# Is my truck too small?



## HVermont (Feb 22, 2015)

Hi, I have a 2010 Chevy Silvorado 1500 LT1 with a 6.2L V8 engine. I'm looking for my first horse trailer, and I was wondering if my truck is too small for a gooseneck. I wouldn't get anything bigger then a 2h.


----------



## HVermont (Feb 22, 2015)

stats for it:

6.2L 403 hp V8 Flex Fuel Vehicle
Power	403 hp @ 5,700 RPM
Torque	417 lb-ft @ 4,300 RPM

Cargo Volume	--
Standard Payload	1,714 lbs
Maximum Payload	1,714 lbs
Standard Towing Capacity	5,500 lbs
Maximum Towing Capacity	10,400 lbs


----------



## verona1016 (Jul 3, 2011)

Most likely yes it's too small, but you can find out the tow and payload capacities to get a better idea. The most accurate way to find out your specific truck's capacities is to have the dealer look it up by VIN, since they'll have a record of all the options your truck has on it.

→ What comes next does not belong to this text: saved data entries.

PR #790, opened 2021-10-20
Implement --containerd-extra-config-toml in bootstrap.sh

codablock:
This flag allows to pass extra configuration for containerd, which is
appended to /etc/containerd/config.toml. This allows to specify things
like mirros/pull-through-caches without interfering with the EKS provided
config.

### DIFF
--- a/files/bootstrap.sh
+++ b/files/bootstrap.sh
@@ -23,6 +23,7 @@ function print_help {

ETA I see you found the stats while I was typing 
_Posted via Mobile Device_


----------



## HVermont (Feb 22, 2015)

So with what my stats say, is it still too small?


----------



## gypsygirl (Oct 15, 2009)

Looks fine for a 2 horse bumper pull
_Posted via Mobile Device_


----------



## horselovinguy (Oct 1, 2013)

_*Is the truck 2 or 4 wheel drive?
Regular, extended or crew cab?
Any "specialty" added on like a towing package?
*_
Those can and will make a difference in towing capabilities....

Handling the weight of a_* gooseneck*_ though has to do with how much actual weight _on the truck _it can handle not what it can tow "gross" size.
All those numbers are important....but you don't want to overweight the trucks ability to carry that tongue weight in the bed.....
There is a formula to use and much also depends upon the actual trailer you purchase.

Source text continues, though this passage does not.